Issue #817, opened 2026-08-20
Ambrosian diocesan `/events` responses fail the API's own `LitCalEventsPath` schema


JohnRDOrazio:
`jsondata/schemas/LitCalEventsPath.json`'s `settings` property is a `oneOf` with exactly three branches:

- `{national_calendar: string, diocesan_calendar: <diocesan id>}`
- `{national_calendar: string, diocesan_calendar: null}`
- `{national_calendar: null,   diocesan_calendar: null}`

None of the three permits `{national_calendar: null, diocesan_calendar: <diocesan id set>}` — which is exactly
the shape returned by `GET /events/ambrosian/diocese/milano_it?locale=it`:

```json
{"locale":"it_IT","national_calendar":null,"diocesan_calendar":"milano_it","rite":"ambrosian"}
```

Only an Ambrosian diocese produces this shape, because the Ambrosian rite has no national tier — a diocesan
request under Ambrosian has a diocesan calendar but no national calendar to report. The response is correct;
the schema is incomplete.

This surfaces in the UnitTestInterface `resources.php` runner as 8 red `events-path-diocese-*` `schema-valid`
cards on every Ambrosian resources run (2 locales × 4 Ambrosian dioceses), confirmed live: all 8 failures come
back HTTP 200 with the shape above, so the request itself succeeds and only the schema validation fails.

This is a direct instance of what LiturgicalCalendarAPI#800 described. Fix: add a fourth `oneOf` branch (or
otherwise relax the schema) for `{national_calendar: null, diocesan_calendar: <diocesan id>}`.

Found while implementing #48 (PR #49).

🤖 Generated with [Claude Code](https://claude.com/claude-code)

PR #852, opened 2026-08-21
fix(schema): admit Ambrosian diocesan /calendar settings in LitCal.json (#844)

### LINKED ISSUE #844: Ambrosian diocesan /calendar responses fail LitCal.json — national_calendar is omitted, not null
`GET /calendar/ambrosian/diocese/milano_it/2026` returns HTTP 200 with a `settings` object that fails
`LitCal.json`'s own `settings` schema. This is the `/calendar` counterpart of #817 — but it is **not the same
shape**, so #817's fix does not transfer.

## The gap

`LitCal.json`'s `settings` is a `oneOf` over three named definitions:

| definition | requires |
|---|---|
| `NationalCalendarSettings` | … `national_calendar`, `rite` |
| `DiocesanCalendarSettings` | … `national_calendar`, `diocesan_calendar`, `rite` |
| `GeneralRomanCalendarSettings` | … `rite` (no calendar keys at all) |

All three set `additionalProperties: false`, and `DiocesanCalendarSettings.national_calendar` is
`$ref: CommonDef.json#/definitions/Nation` — a string enum.

The Ambrosian diocesan response omits `national_calendar` **entirely**:

```
settings keys: ascension, corpus_christi, diocesan_calendar, epiphany, eternal_high_priest,
               holydays_of_obligation, locale, return_type, rite, year, year_type
```

Validated against `LitCal.json#/properties/settings` it fails all three branches:

```
No valid results for oneOf {
  0: Required property missing: national_calendar
  1: Required property missing: national_calendar
  2: Additional properties not allowed: diocesan_calendar
}
```

The rite-level `/calendar/ambrosian/2026` response **is** valid — it carries no calendar keys, so it matches
`GeneralRomanCalendarSettings`. Only the diocesan tier is affected, for the same underlying reason as #817: the
Ambrosian rite has no national tier, so an Ambrosian diocese has no national calendar to report.

## Why #817's fix does not transfer

#817 fixed the `/events` spelling, where `national_calendar` is present and **`null`**. Here it is **absent**.
Two different fixes:

- `/events` needed a branch admitting `national_calendar: null`.
- `/calendar` needs a branch that does not `require` `national_calendar` at all — and, because
  `additionalProperties: false` is set, one that explicitly declares `diocesan_calendar` so it is not rejected as
  an unexpected property.

**Whether the two endpoints *should* spell it differently is worth deciding as part of this**, rather than
schema-patching around a divergence nobody chose. Making `/calendar` emit `national_calendar: null` like
`/events` would be a response-shape change with client impact; keeping them different means the schemas stay
asymmetric forever. Either is defensible; drifting into one by default is not.

## Fix

Apply the pattern #817 established: add a branch discriminated on `rite`, reusing
`CommonDef.json#/definitions/RiteWithoutNationalCalendars` (added by #817 for exactly this purpose, and
documented there as "keep in sync with `Rite`: whenever a rite is added, decide explicitly whether it has a
national tier").

**Mind the draft-07 trap #817 measured:** `{"$ref": …, "not": {…}}` and `{"$ref": …, "enum": […]}` are both
**silent no-ops** — `$ref` replaces the schema object and sibling keywords are ignored. Use a `$ref` to a narrow
definition, or `allOf`. `phpunit_tests/Schemas/EventsPathSettingsSchemaTest.php` has a committed guard asserting
no `$ref` in those branches carries sibling validation keywords; a `/calendar` equivalent is worth adding.

Also re-run the `oneOf` exclusivity analysis after the change — a payload matching two branches fails `oneOf`
just as hard as one matching none.

## Related

- #817 — the `/events` counterpart, and the source of `RiteWithoutNationalCalendars`.
- #800 — the general observation this is another instance of.
- A separate looseness worth folding in if it is addressed: `NationalCalendarSettings` and
  `DiocesanCalendarSettings` do not constrain `rite`, so they still admit an Ambrosian national calendar, which
  the routing layer refuses with a 400. #817 deliberately left the same looseness in `LitCalEventsPath.json`
  rather than fix half of it; both files would be fixed together.

Found while implementing #817.

JohnRDOrazio:
Closes #844.

`GET /calendar/ambrosian/diocese/milano_it/2026` returns HTTP 200 with a `settings` object that fails `LitCal.json`'s own `settings` schema. It is the `/calendar` counterpart of #817 — but **not the same shape**, so that fix does not transfer.

## Why a new definition rather than a widened one

`/events` presents `national_calendar` as present-and-`null`; `/calendar` **omits the key entirely**:

```
settings keys: ascension, corpus_christi, diocesan_calendar, epiphany, eternal_high_priest,
               holydays_of_obligation, locale, return_type, rite, year, year_type
```

You cannot express "this key must not appear" by loosening a type. And because `additionalProperties: false` is set, you also cannot simply drop `national_calendar` from `DiocesanCalendarSettings`' `required` — that would legalise the omission for **Roman** dioceses too. A separate definition, discriminated on `rite`, is the only shape that admits Ambrosian while keeping Roman closed.

Added `#/definitions/DiocesanCalendarSettingsWithoutNationalCalendar` — `DiocesanCalendarSettings` verbatim with two deltas: `national_calendar` is not declared at all and is dropped from `required` (so `additionalProperties: false` does the rejecting), and `rite` is a bare `$ref` to `CommonDef.json#/definitions/RiteWithoutNationalCalendars`, the definition #817 added for exactly this purpose.

**Never a `$ref` plus a sibling `enum`/`not`** — in draft-07 a `$ref` replaces its containing schema object and siblings are silently ignored, so those spellings validate everything they appear to forbid. The draft-07 guard from `EventsPathSettingsSchemaTest` is extended here; because `LitCal.json` spells each branch as a `$ref` to a local definition, the guard first asserts the branch object carries nothing but `$ref`, resolves it, then inspects the per-property sub-schemas.

## `oneOf` exclusivity, measured

Disjointness is structural: `National`/`Diocesan` both *require* `national_calendar`, which the new branch forbids; `GeneralRoman` forbids `diocesan_calendar`, which the new branch requires.

| payload | valid | branches matched |
|---|---|---|
| General Roman, Roman national, Roman diocesan | yes | 1 each |
| `/calendar/ambrosian/{year}` (rite-level) | yes | 1 |
| Ambrosian diocesan × 4 dioceses × 2 locales | yes | 1 each |
| **synthetic** Roman diocesan, `national_calendar` **omitted** | **no** | **0** |
| **synthetic** Roman diocesan, `national_calendar: null` | no | 0 |
| **synthetic** General Roman + `diocesan_calendar` | no | 0 |

Pre-fix the 8 Ambrosian rows were `valid=no, branches=0`. The three Roman rows matched exactly one branch before and after — the change is purely additive to them.

## Tests

`phpunit_tests/Schemas/CalendarSettingsSchemaTest.php` — 49 tests / 205 assertions, following `EventsPathSettingsSchemaTest`'s `#[DataProvider]` + `Router::getApiPaths()` + `Schema::import()` pattern: 12 emitted shapes asserted valid *and* exactly-one-branch, 11 invalid shapes asserted rejected *and* zero-branch, the dedicated Roman-paradigm test, the draft-07 guard, and a drift guard tying the new definition to `DiocesanCalendarSettings`.

Test-first: with the schema at `HEAD`, `Tests: 49, Errors: 8, Failures: 9`.

## Verification

- `composer lint:openapi` — valid, 11 problems ignored, unchanged (openapi.json `$ref`s `./LitCal.json`)
- `composer test:quick`: baseline `Tests: 2973` → `Tests: 3022` (+49), green

## A decision surfaced, not taken

**The response shape was deliberately not changed.** Should `/calendar` emit `national_calendar: null` like `/events` instead of omitting it?

The divergence looks like an accident of two independent code paths — `/events` builds a fixed-key DTO and leaves the field null, `/calendar` builds incrementally and never sets it — rather than a design. `null` is arguably the better spelling: it states the field was considered and is inapplicable, where omission is indistinguishable from a serialisation bug, and it keeps the key set stable across tiers for typed clients.

Against that, it is a breaking-ish response change: a client doing `'national_calendar' in settings` flips from false to true. So it belongs in its own change with its own note. The schema must describe what the API emits *today* regardless; if the shape later converges, this definition becomes a one-line edit and the rite discriminator survives intact.

## Known looseness left alone, deliberately

`NationalCalendarSettings` and `DiocesanCalendarSettings` do not constrain `rite`, so a synthetic *Ambrosian national* payload still validates (the routing layer refuses it with 400, so it is unreachable). Not fixed here because #817 left the identical hole in `LitCalEventsPath.json`, and fixing one file would recreate exactly the asymmetry #844 objects to. The clean fix is a `RiteWithNationalCalendars` complement in `CommonDef.json` referenced from both files.

## Summary by CodeRabbit

* **New Features**
  * Added support for diocesan calendars that do not have a national calendar.
  * Added validation for the required diocesan settings and supported rites.

* **Bug Fixes**
  * Improved settings validation to reject unsupported, missing, null, or unexpected calendar properties.

* **Tests**
  * Added comprehensive coverage for Roman, national, diocesan, and Ambrosian calendar settings, including valid and invalid configurations.

### DIFF
--- a/jsondata/schemas/LitCal.json
+++ b/jsondata/schemas/LitCal.json
@@ -13,6 +13,9 @@
                     "$ref": "#/definitions/DiocesanCalendarSettings"
                 },
                 {
+                    "$ref": "#/definitions/DiocesanCalendarSettingsWithoutNationalCalendar"
+                },
+                {
                     "$ref": "#/definitions/GeneralRomanCalendarSettings"
                 }
             ]
@@ -1044,6 +1047,70 @@
                 "holydays_of_obligation",
                 "rite",
                 "national_calendar",
+                "diocesan_calendar"
+            ]
+        },
+        "DiocesanCalendarSettingsWithoutNationalCalendar": {
+            "type": "object",
+            "title": "Diocesan Calendar Settings without a National Calendar",
+            "description": "the settings that were utilized (and possibly requested) to generate a diocesan calendar belonging to a rite that has no national tier. Identical to `DiocesanCalendarSettings` except that `national_calendar` is not merely nullable but absent: `CalendarHandler` never sets one for such a diocese, and `additionalProperties: false` combined with the property not being declared here keeps it that way. `rite` is narrowed to `RiteWithoutNationalCalendars` so that a *Roman* diocesan response missing its `national_calendar` — an impossible shape, since under the Roman rite a diocese always inherits from a national calendar — keeps being rejected by this branch and by every other one. See issue #844 (and #817 for the `/events` counterpart, which spells the same situation as an explicit `national_calendar: null`).",
+            "additionalProperties": false,
+            "properties": {
+                "year": {
+                    "$ref": "./CommonDef.json#/definitions/Year"
+                },
+                "year_type": {
+                    "type": "string",
+                    "enum": [
+                        "CIVIL",
+                        "LITURGICAL"
+                    ]
+                },
+                "epiphany": {
+                    "$ref": "./CommonDef.json#/definitions/Epiphany"
+                },
+                "ascension": {
+                    "$ref": "./CommonDef.json#/definitions/Ascension"
+                },
+                "corpus_christi": {
+                    "$ref": "./CommonDef.json#/definitions/CorpusChristi"
+                },
+                "locale": {
+                    "$ref": "./CommonDef.json#/definitions/Locale"
+                },
+                "return_type": {
+                    "type": "string",
+                    "enum": [
+                        "ICS",
+                        "JSON",
+                        "XML",
+                        "YML"
+                    ]
+                },
+                "eternal_high_priest": {
+                    "type": "boolean"
+                },
+                "holydays_of_obligation": {
+                    "$ref": "./CommonDef.json#/definitions/HolyDaysOfObligation"
+                },
+                "rite": {
+                    "$ref": "./CommonDef.json#/definitions/RiteWithoutNationalCalendars"
+                },
+                "diocesan_calendar": {
+                    "$ref": "./CommonDef.json#/definitions/DiocesanCalendarId"
+                }
+            },
+            "required": [
+                "year",
+                "epiphany",
+                "ascension",
+                "corpus_christi",
+                "locale",
+                "return_type",
+                "year_type",
+                "eternal_high_priest",
+                "holydays_of_obligation",
+                "rite",
                 "diocesan_calendar"
             ]
         }
--- a/phpunit_tests/Schemas/CalendarSettingsSchemaTest.php
+++ b/phpunit_tests/Schemas/CalendarSettingsSchemaTest.php
@@ -1,0 +1,344 @@
+<?php
+
+declare(strict_types=1);
+
+namespace LiturgicalCalendar\Tests\Schemas;
+
+use LiturgicalCalendar\Api\Enum\LitSchema;
+use LiturgicalCalendar\Api\Router;
+use PHPUnit\Framework\Attributes\DataProvider;
+use PHPUnit\Framework\TestCase;
+use Swaggest\JsonSchema\Schema;
+
+/**
+ * Unit tests for the `settings` property of the `LitCal.json` response schema (issue #844).
+ *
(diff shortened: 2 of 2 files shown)


JohnRDOrazio:
@coderabbitai review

* * * *

What the task asks
Return the lines of the listing above exactly as they appear, starting with the first and stopping after the line that holds "the schema is incomplete.".

Response box
Issue #817, opened 2026-08-20
Ambrosian diocesan `/events` responses fail the API's own `LitCalEventsPath` schema


JohnRDOrazio:
`jsondata/schemas/LitCalEventsPath.json`'s `settings` property is a `oneOf` with exactly three branches:

- `{national_calendar: string, diocesan_calendar: <diocesan id>}`
- `{national_calendar: string, diocesan_calendar: null}`
- `{national_calendar: null,   diocesan_calendar: null}`

None of the three permits `{national_calendar: null, diocesan_calendar: <diocesan id set>}` — which is exactly
the shape returned by `GET /events/ambrosian/diocese/milano_it?locale=it`:

```json
{"locale":"it_IT","national_calendar":null,"diocesan_calendar":"milano_it","rite":"ambrosian"}
```

Only an Ambrosian diocese produces this shape, because the Ambrosian rite has no national tier — a diocesan
request under Ambrosian has a diocesan calendar but no national calendar to report. The response is correct;
the schema is incomplete.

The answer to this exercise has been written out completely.